Task directions
Each line of the data below that contains "links" must be copied.

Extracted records
-- -- --
PR #376, opened 2018-03-12
added mmbzxx diode

sebastianbasierski:
Added double zener diode MMBZXX.

Datasheet: [http://www.onsemi.com/PowerSolutions/product.do?id=MMBZ27V](http://www.onsemi.com/PowerSolutions/product.do?id=MMBZ27V)

Screenshot
mmbzxx

Matching footprint: [https://github.com/KiCad/kicad-footprints/blob/master/Package_TO_SOT_SMD.pretty/SOT-23.kicad_mod](https://github.com/KiCad/kicad-footprints/blob/master/Package_TO_SOT_SMD.pretty/SOT-23.kicad_mod)


Misca1234:
This is a dead minor detail, but I read elsewhere in a thread that the wild card should always be '*' and never '?'

poeschlr:
@Misca1234 it is not as clear cut as that. But you are right most other symbols use '*' instead of '?' everywhere. I am not sure what other symbols similar to this one use. (Or more general: What other symbols that reference sot packages use.) If they use '?' then we can accept it for this one as well.

Normally footprint filters do not include the field after the package type. As the next field is the pin count. This is why in a symbol referencing a SOIC package there is a '*' after SOIC. 

This is another thing where we could use some more thinking. (So after the v5 release we might want to look into it. Maybe we should discuss this when it is clearer what the new file format will bring. Maybe we will get more powerful filter options.)

jkriege2:
Sometimes it make sense to use a `?` (matches one or no character) instead of `*` (matches any umber of characters or none). E.g. for `SOT-23` using `SOT?23*` will match any SOT-23-variant, but will NOT match `SOT-223`! I think that's the reason why it's used here. I used that scheme for many other SOT-23-symbols!

sebastianbasierski:
I've seen filters like this used in various parts.
But there is another question, if '?' exists why not use it?

evanshultz:
We have added fields, or wanted to add fields, and using an asterisk gives the most flexibility. So a question mark is used if required, but otherwise an asterisk. At least that's what I've seen done.

sebastianbasierski:
I think using '?' here in this case(filter) is better solution than '*'. @jkriege2 is on my side;)

sebastianbasierski:
Hi.
Can anyone make a decision, please?
Should i fix something in this patch or is it ready to be merged?

evanshultz:
I agree. Just a couple small changes, please.
1. Could you change the description to `Dual Zener Diode, Common Anode, 225mW, SOT-23`?
1. Please add `dual` as a keyword.
1. Use `xx` as a wildcard instead of `XX`.

sebastianbasierski:
Done.

evanshultz:
Thank you!

Issue #352, opened 2018-03-05
Reorganization of RF libraries


evanshultz:
I find symbols at https://github.com/KiCad/kicad-symbols/blob/master/RF_Bluetooth.lib. Another symbol that hasn't been merged is at https://github.com/KiCad/kicad-symbols/pull/75.

However, they should be in an MCU library. I do not see one for this manufacturer present, but we should create MCU_Nordic.lib to hold them once the un-merged PR above is resolved.

Ratfink:
If we're moving general-purpose MCUs with built-in radios to the MCU libraries, there's more to move than just Nordic Semi parts.  Off the top of my head:

* RF_WiFi.lib: ESP8266EX → new library MCU_Espressif.lib

And possibly:

* RF_Wifi.lib: ESP-12E → MCU_Module.lib
* RF_Wifi.lib: Particle_P1 → MCU_Module.lib

evanshultz:
Right. Even if there are BT and/or WiFi and/or other peripherals, the core function of the part is an MCU so it should be in a library that is obviously for MCUs.

The above all sounds fine to me, and thanks for checking it out. Normally I'd say we should have a reasonable number of symbols to support a new library. But seeing as how we don't have a vanilla MCU.lib, perhaps all MCU are to be segregated by manufacturer regardless of the number of symbols?

evanshultz:
A few more inspired by https://github.com/KiCad/kicad-symbols/pull/349.

Move to RF_Module:
- MM002 (and update URL)
- TD1205
- TD1208
- UL865 (and update URL)
- iM880A
- iM880B

Move to RF_Amplifier (amplification and attenuation are essentially the same):
- MAADSS0008

evanshultz:
PR submitted at https://github.com/KiCad/kicad-symbols/pull/379.

PR #379, opened 2018-03-13
Move parts within RF libs and create new MCU libs

evanshultz:
Moved symbols around and created new libs as discussed at https://github.com/KiCad/kicad-symbols/issues/352. I believe I got everything at that issue, but if I missed something or there is more to do please let me know.

While I was at it, I polished up the old Nordic symbol and the Espressif one visually (shortened pin length to 100mil, pin text offset to 20mil, arranged pins like other parts in the same lib, etc.). I didn't make any functional changes. Here they are now (not that it really matters, but the text is actually in the middle of the symbol but it gets auto-placed when the symbol is dropped into a schematic):
image

I didn't move the MAADS part because of another outstanding PR that is creating the RF_Amplifier library.

There are honestly so many of these RF libs that it's hard to figure out what goes where. Most of the things I found are modules, but they weren't in the module library. Maybe this is enough for now and we take another look at this after v5 is released?

I also corrected the name of the Nordic part in RF_Bluetooth.lib to have a lowercase "n".

@Ratfink 
Would you mind looking at this since you had some input into it? Anybody is welcome, though, and I'd like to get this merged quickly because all these changes are likely to result in branch conflicts fast.

------------


Ratfink:
I haven't really looked at this yet, but I just noticed a mistake from your screenshot.  Pin 26 of the ESP8266EX is 200 mil, please fix its length.

evanshultz:
@Ratfink 
My... I must be going blind. Fixed now. Thanks for taking a look!

Ratfink:
Looks good.  I see there are still a few problems with some symbols, but since this is almost entirely just a reorganization I don't think those have to be fixed in this PR.  I'll merge this in a few hours unless anyone else has something to say.

PR #386, opened 2018-03-16
Power supervisor

daryl-t:
**MAX6355**
_{S4.4, S5.2, S6.3}_

[Datasheet](http://datasheets.maximintegrated.com/en/ds/MAX6351-MAX6360.pdf)

max6355

**MAX691**
_{S3.1, Off-Center, S3.2, S4.1, S4.2, S4.4, S5.2, S6.3}_

[Datasheet](https://datasheets.maximintegrated.com/en/ds/MAX690-MAX695.pdf)

max691

**TPS3831**
_{S3.1, Off-Center, S3.6}_

[Datasheet](http://www.ti.com/lit/ds/sbvs193d/sbvs193d.pdf)

tps3831

**TPS3839DBZ**
_{S3.1, S3.6}_

[Datasheet](http://www.ti.com/lit/ds/sbvs193d/sbvs193d.pdf)

tps3839dbz

**TPS3839DQN**
_{S3.1, S3.6}_

[Datasheet](http://www.ti.com/lit/ds/sbvs193d/sbvs193d.pdf)

tps3839dqn

**MC33064D & MC34064D**
_{S4.1, S5.2, S6.3 & Incorrect Aliases Separated}_

[Datasheet](https://www.onsemi.com/pub/Collateral/MC34064-D.PDF)

mc33064d
_NOTE: MC33064D is -40C to +85C SOIC-8_

mc34064d
_NOTE: MC34064D is 0C to +70C SOIC-8_

mc33064p
_NOTE: MC33064P is -40C to +85C TO-92_

mc34064p
_NOTE: MC34064P is 0C to +70C TO-92_

------------


evanshultz:
@daryl-t 
Thanks for making a contribution to KiCad!

General:
- Your datasheet links above are all broken.
- The package type should be at the end of the description. For example, MAX6355's description should end with `SOT-23-6`.
- Footprint filters don't need pin numbers if all pins are present (including NC pins). So for MAX6355, it should be just `SOT?23*`.
- If a pin has only one function, and is active low, only the leading tilde is needed and not the trailing one. For example, pins 1 and 3 of MAX6355.

MAX6355:
- You can remove the `/Triple` from the description because this specific part is only a dual.
- ~RST should be Open Collector type (we don't have open drain).
- Because it goes directly to a power supply output, and it also the power supply for the IC, VCC1 and VCC2 might best be Power Input type.

MAX691:
- This part comes in two packages. The footprint filter should include the SO package. Add `SOIC-16_7.5x10.3mm*P1.27mm*` and remove the default footprint. Also change the packages in the description to `DIP-16/SOIC-16`. Or add a second symbol, one for each footprint, and then give them the MPN suffix to differentiate them.
- Please put inputs on the left and outputs on the right (pin 2 on the right side, pin 11 on the left side).
- Spell out RESET in both pins 15 and 16, as shown in the datasheet.
- It looks to me like all outputs are push-pull. Please check and confirm.

TPS3831:
- The footprint prefix should be `Texas_`. This one is wrong. Please fix it hee and I'll fix the footprint.
- Footprint filter should be `Texas*X2SON*1x1mm*P0.65mm*`. Change the question mark to an asterisk.

TPS3839DQN:
- The footprint prefix should be `Texas_`. This one is wrong. Please fix it hee and I'll fix the footprint.
- Footprint filter should be `Texas*X2SON*1x1mm*P0.65mm*`. Change the question mark to an asterisk.
- Move the NC pin inside the part body. Typically the pin will be on the edge of the part.
- Move pin 5 to the bottom of the symbol.

MC3x064:
- Why did you separate these D and P symbols? Since they share the same SOIC and TO92 footprint, and are pin-compatible, they should use an ALIAS.
- Pin numbers on SOIC are wrong, NC pins are missing, etc. Answer the item above before reviewing that more.

@poeschlr @jkriege2 @Ratfink 
Are we allowing PRs that inflate symbols to eliminate off-center warnings? Some of the above only or predominantly enlarge the symbol. But we have many symbols that are off center and it doesn't seem to be important. For these small ICs, like linear regs, they are often off center when they're built nicely. I don't find off center symbols, especially small one like these, to be a problem and I'd rather keep them smaller even if there's a warning. Besides, the symbols were working before and this will disrupt any schematics where they were placed. (If there was a true improvement I wouldn't concern myself with this but I don't see the value in making these bigger to avoid a warning.)

Ratfink:
Personally, I'm opposed to enlarging existing symbols simply to silence the slightly-off-center warning, for the same reasons you seem to be.  I wouldn't find e.g. shifting the existing symbol for TPS3839DBZ to the left by 100 mil nearly as distasteful, but your point about disrupting schematics would still stand (though, if people aren't distributing their projects with the cache-lib, I suppose that's their fault and not ours).

daryl-t:
Sorry for the error with the broken links - now fixed. I'm new to this got the formatting wrong. I will also amend the other recommendations.

evanshultz:
Just a question: What happened here? There were a ton of commits that were apparently reverted??

We're requesting above that you don't enlarge symbols just to meet that warning. And I posted a number of requests. Will you be able to make those fixes so this PR can be merged?

evanshultz:
@daryl-t 
This PR is now in conflict with master. And we discussed above not wanting to make changes that simply enlarge symbols. Please advise if you will be fixing and updating this PR.

Misca1234:
@daryl-t 
Are you still interested in working with this push ?

Misca1234:
This push have been overtaken, see
https://github.com/KiCad/kicad-symbols/pull/1468

Issue #387, opened 2018-03-16
Fixing Atmel (now Microchip) MCU libs


evanshultz:
@fauxpark has done a ton of work already. Here is what is left to consider.

 - [ ] Shrink and align the boxes
 - [ ] Move obsolete symbols to obsolete/
- [ ] Pin types for all pins, especially the special-function ones that aren't power or GPIO.
- [ ] Pin placement when you shrink symbols. Should all GPIO be on the left side, right side, distributed as evenly as possible, etc.
- [ ] Do all XTAL pins go on the same side? How far apart are they so a crystal symbol fits there nicely.
- [ ] Pin text offset should be 20mil.
- [ ] Place power and ground pins next to each other or leave a space between them (like the GND and EP pins, for example).
- [ ] Pin length should be 100mil if pin numbers have <3 characters (usually 99 pins or less). All NC pins can be 100mil.
- [ ] Place refdes and MPN inside the symbol outline if it's large enough?
- [ ] Renam AT89S2051/S4051-PU and AT89S2051/S4051-SU symbols to have a "24" in them (datasheet indicates that this is the clock speed i.e. the AT89Sxxxx versions run at 24MHz). So rename as AT89S2051/S4051-24PU and AT89S2051/S4051-24SU.
- [ ] Review/fix description, keywords, and datasheet for all symbols.

See https://github.com/KiCad/kicad-symbols/pull/373 and https://github.com/KiCad/kicad-symbols/pull/382 for some previous discussion on those points. To keep it all together, though, let's move all discussion here.

fauxpark:
The pin name offsets should already be done.

RE renaming the 8051 symbols  - should we just remove that bit from all symbols instead, or add more aliases for clock speed? Right now it seems there is mostly just one set of symbols defined for each device.

evanshultz:
@fauxpark 
Now that https://github.com/KiCad/kicad-symbols/pull/389 has been merged, I checked off a few more items from the list above. Please confirm that the checked off items are correct, and also if there are any more items to add. If you're willing to keep going it would be great!

fauxpark:
Second point (obsolete symbols) is finally done 👍  thanks @poeschlr.

I'll look at pin types next.

evanshultz:
Just merged https://github.com/KiCad/kicad-symbols/pull/702, which counts towards the 4th item above.

Elijahg:
[...]

PR #389, opened 2018-03-17
More Atmelchip fixes

fauxpark:
Relates to #387

For all symbols with < 100 pins (and NC pins on 100-pin symbols), the pin length has been reduced to the default 100mil, and body sizes adjusted accordingly. VCC and GND are now always centered on 0, with other power pins like AVCC, VBAT etc. 100mil to the sides. Also, I removed the ATmega1261 aliases of the 1281 symbols and ATtiny10-P/S -- Google turns up absolutely nothing on them.


evanshultz:
Needed DFN, QFN, and BGA footprints should now be added.

fauxpark:
BGA symbols added, and now we have the nice green checkmark :) I think so far I've ticked off a good number of things from #387.

fauxpark:
All symbols now have their clock speed in the descriptions, and I've added some missing aliases for different speeds.

@evanshultz I'm up to 16 commits here now. I'll hold off on any more so you can review when possible.

evanshultz:
Sure. Let me take a look soon. Hopefully today.

evanshultz:
I want to let you know I haven't forgotten about you. I'm about halfway through these commits and it will probably take a couple days to finish this.

Just for clarity about what has happened with [ATtiny10](https://www.microchip.com/wwwproducts/en/ATtiny10), only SO8 and DIP8 symbols have been removed as those packages don't exist (now, anyway).

fauxpark:
No worries.

I Googled the names of all the symbols and the ATtiny10-P/S and ATmega1261 were the only ones that didn't turn up a datasheet. The existing ATtiny10 datasheet also doesn't mention -P or -S variants, and from looking at the revision history, it seems it never did.

evanshultz:
Here are the other things I noted when reviewing. There's so much that I couldn't check everything manually. I took a look at each commit, spot checked a few symbols in depth, opened the libs in KiCad to see if any errors were created, and finally took a cursory look at symbols and descriptions in KiCad. For all items I may only list a single PN but please look at all parts in the datasheet and in the family for each item. Also, consider these as questions and suggestions and not directives:
- I don't see ATtiny2313V, ATtiny24V/44V/84V, ATmega128L, ATmega1280V at all.
- ATmega163 seems to be obsolete.
- I don't see ATmega165 with A, PA, V, and PV suffixes.
- Can you use Microchip datasheets instead of Digi-Key? Is there a reason not to use an official datasheet? Did you only do that if a part is obsolete?
- Many descriptions have no noun. For example, `ATmega1281-8AU` is `8MHz, 128kB Flash, 8kB SRAM, 4kB EEPROM, JTAG, TQFP-64`. There's not the datasheet description to `8-bit Atmel Microcontroller with 16/32/64KB In-System Programmable Flash` or even just `MCU`. But, I suppose these library names are descriptive enough and it's just me seeing a string of verbs and no noun that bothers me. So it's OK.
- I don't see ATtiny48/88 available in BGA package but they're in your library.
- ATxmega128A1, for example, is available in 2 different BGA packages but the description doesn't indicate this. I wonder if the exact type of BGA package should be shown, at least if there are multiple?
- Some of the BGA pad numbers don't exactly match the datasheet. For example, the `ATxmega16D4-CU` symbol has pad A4 as `PR1/XTAL1` but the datasheet shows just `PR1`.
- Many of the symbols are overly large (and some just big in general!). That may be because the pin names are now shorter. Is this something you're planning to address?

I can't find anything else except what's above. I think we're close!

By the way, it seems you did all this by hand. You're a machine! Using a symbol generator script would be much, much easier for library overhauls of this magnitude in the future.

fauxpark:
- The V and L suffixes are a mystery to me. I was under the impression that they didn't matter (like the R suffix for tape & reel), but I just Googled and didn't get Digikey and Mouser results until I added the V to `ATmega1280-8AU`. I'll get on that.
 - I haven't gotten around to picking out the obsolete symbols and moving them yet :)
 - I've got ATmega165/A/P/PA here, but see the first point.
 - I used Microchip datasheets as much as possible - I don't see a page or list of legacy ICs on their site.
 - Wasn't sure what to do with the description format so I left it as is. But I see what you mean. Perhaps something like "AVR MCU with ..."? I don't know if the length is worth caring about.
 - http://ww1.microchip.com/downloads/en/DeviceDoc/doc8008.pdf#page=283 lists -CCU (BGA-32) packages for both ATtiny48/88.
 - I can add "7x7/9x9mm BGA-100" to the descriptions of those particular symbols if you'd prefer.
 - Some of the more "important" alternate pin functions like RESET and AREF are kept in the pin name. In this case the datasheet (and some others) specifies PR0/1 as also being XTAL1/2.
 - Yeah, I still haven't shrunk them yet. I'm unsure what the threshold would be for placing refdes/PN in the centre would be, but I'm leaning towards 100 pin symbols only.

evanshultz:
- I see both ATmega1280 and 1280V at http://www.microchip.com/wwwproducts/en/atmega1280. I also see Digi-Key carries both at https://www.digikey.com/products/en/integrated-circuits-ics/embedded-microcontrollers/685?k=atmega1280. And both sites also have ATmega128 and 128L. From that it seems that with and without "V" and "L" are valid PNs that can be included in KiCad.
- Datasheets: Ahh... alright. if Microchip doesn't have one then it's OK. Hopefully that's only the case for parts that will eventually move to the obsolete folder.
- I see most MCU libraries use the word "Microcontroller" in them, but some don't. It varies. So leaving it like this is OK. (We can standardize them all together, if desired, at a later date.)
- ATtiny48/88 BGA: The datasheet hasn't been updated in 7 years, and the product page at https://www.microchip.com/wwwproducts/en/ATtiny48 doesn't show BGA packages. Digi-Key doesn't carry BGA packages for these parts either. I suspect that package has been deprecated.
- Yes, let's identify them uniquely. Could you perhaps use the BGA type (TFBGA, UBGA, etc.) so it matches the type of BGA in the footprint name? Do you think the BGA size is better?
- Alright. It would be good to identify that "important" means for all MCU libs, but we don't need to figure that out to get these symbols merged.

Obsoleting and shrinking symbols is fine to wait. Just checking on your schedule.

fauxpark:
It appears the V and L have something to do with clock speed and/or operating voltage: the ATmega1280's are all 16MHz and run at 2.7-5.5V, and the ATmega1280**V**'s are all 8MHz, at 1.8-5.5V. So my latest batch of commits should cover this.

I'll remove the tiny48/88 BGAs and change the BGA descriptions.

evanshultz:
This all looks fine to me. Thanks so much!

I'll leave this open for a little while longer in case you want to take a look. If I don't see any new comments in a day or two, I'll merge.

evanshultz:
Thanks again!

Issue #232, opened 2018-01-28
SPI interface pins of a lot of symbols have the wrong electrical type.


poeschlr:
The following is only valid for symbols of devices that do not use the same pins for other functions.

For master devices the electrical types should be as follows:
- CLK = output
- Chip select (CS or ~CS) = output
- MOSI = output
- MISO = input

For slave devices:
- CLK = input
- Chip select (CS or ~CS) = input
- MOSI = input
- MISO = tri-state (Currently a lot of devices have the MISO pin as output. This would result in erroneous ERC messages if more than one slave is connected to the same master interface.)

jkriege2:
Two comments on that:
1. When we correct, we should take care to check for the existence of a CS-pin ... if it's not there it might well be that MISO is a true output
2. I checked the SDA/SCL pins of  I2C and made a PR to fix a few bugs: https://github.com/KiCad/kicad-symbols/pull/233

bobc:
I have a PR in progress for Memory_EEPROM (#222), I will it update for MISO pin types.

I would be a bit wary of doing global edits without checking datasheets, it could lead to more errors then we solve like that (well, I already made that mistake once!).

In all the libs I have reworked so far, they all have parts with pin types that are just completely wrong (e.g. power pins set to power out instead of power in, outputs set as inputs etc). I guess it might help to do some global edits, but most of the bad parts need a complete overhaul anyway.

jkriege2:
Yes ... For the I2C it was rather quick (with a text-editor global search you quickly find the ones with another type than the expected one and can check them ine-by-one then ...), but it's going to be checking each one separately in the end ... I fear

PR #392, opened 2018-03-17
RF.lib: Add CC2500 schematic component

woo2:
This adds the schematic component for the TI CC2500 transceiver.

See: [cc2500.pdf](http://www.ti.com/lit/ds/symlink/cc2500.pdf)
cc2500

------------


Ratfink:
Thank you for the contribution!

It looks like you created this using the stable 4.0.7 release.  Unfortunately, RF.lib has already been converted to the new format used by the KiCad 5 nightlies, and it seems KiCad 4 didn't like that and clobbered the .dcm file when you saved it.  It gives me no pleasure to do this, but I have to ask that you recreate this symbol with a recent nightly build of KiCad 5 before this can be accepted.

evanshultz:
It would also be possible to manually modify RF.lib and RF.dcm. This can be done directly in GitHub or on your local computer and then committing.

woo2:
5 looks really nice! I figured something was off with that dcm diff. To fix the problem, I exported the schematic in 4.0.7, reverted my commit, imported the part in 5 and committed again. Thanks for the help!
cc2500

Ratfink:
Thanks for fixing the file format problems!  I have a few notes:

* Please set the pin name position offset to 20 mil.
* Unless I misunderstand something, SO should be electrical type Tri-state, since it can be disabled using the ~CS input.  See #232.
* As far as I can tell, the datasheet refers to pin 18 only as DGUARD, not VDD_GUARD.  Please set the pin name to match the datasheet.
* Ideally I'd like to see the SO and SI pins next to one another, unless you have a good reason to do otherwise.
* If you move RBIAS to the right side next to DCOUPL, you could move XOSC_Q2 down the old location of RBIAS so that the two XOSC pins have the same spacing as a crystal symbol.  This would make drawing schematics with this chip a bit easier.
* The datasheet says that GDO2 is just a digital output, so please set its electrical type to Output.

I'm not sure what to do about the footprint name and filter.  What you currently have set doesn't match the datasheet's recommended footprint.  The datasheet says that this part is made in TI's QFN-20 "RGP" package, which they have a drawing of [here](http://www.ti.com/lit/ml/mpqf126f/mpqf126f.pdf).  We have a footprint for another part that uses an RGP package, but the footprint (Texas_S-PVQFN-N20_EP2.7x2.7mm, corresponding drawing [here (page 25)](http://www.ti.com/lit/ds/symlink/drv8662.pdf)) doesn't match this part's recommended footprint either, in EP size or pad dimensions.  I'm fairly certain this part needs its own footprint, but I don't know how to name it.  @evanshultz @poeschlr @jkriege2 any input on this?

evanshultz:
Does the datasheet mention SO being tri-state? Generally it's true that MISO should be tri-state in standard, vanilla SPI, but I agree with the comments in the linked post that it may not always be. Or the interface for a wireless product may use the SPI protocol but only support a single slave. Do we know???

Yeah, TI likes to use the same name for multiple footprints. Annoying. I asked them about this one.

Just for confirmation, http://www.ti.com/product/CC2500/samplebuy appears to show that the RTK package is obsolete, leaving only the RGP one. The datasheet apparently didn't get the RTK page removed.

woo2:
I'll work on the footprint when I have some free time this weekend. I found [this](https://e2e.ti.com/support/wireless_connectivity/low_power_rf_tools/f/155/t/584901), RTK has the same footprint as RGP, it seems. I plan to use Figure 33.1 on page 81 for the footprint. In terms of naming, Texas_S-PVQFN-N20_EP2.4x2.4mm seems right, no?

With respect to tri-state on SO, page 61 of the datasheet does say that the default for GDO1 is 3-state. I'll fix that and make the other DO pins proper outputs. Only ATEST should be bidirectional.

xl0:
@woo2 , I think I've got the right footprint here, from CC1101, see footprint PR #453 .

woo2:
I'm not really sure what to do about this. The CC1101 and CC2500 both use the S-PVQFN-N20 spec, with a 2.4mm thermal pad, but they have different pad lengths. the 2500 is .76mm and the 1101 is .95mm. This isn't expressed anywhere in the footprint name, and it is the only difference in the footprints as far as I can tell.

evanshultz:
Can you clarify where you got those numbers? I see page 103 of http://www.ti.com/lit/ds/symlink/cc1101.pdf shows 0.95mm pads but I don't see a footprint drawing (just a package drawing) in http://www.ti.com/lit/ds/symlink/cc2500.pdf.

woo2:
See page 85 of the CC2500 doc. Section 33.1.

Misca1234:
@woo2 
Hi
1. Could you change your foot print to Texas_S-PVQFN-N20_EP2.4x2.4mm
2. Solve the merge conflict ?

Misca1234:
Thx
-- -- --
Solution
- Your datasheet links above are all broken.
Sorry for the error with the broken links - now fixed. I'm new to this got the formatting wrong. I will also amend the other recommendations.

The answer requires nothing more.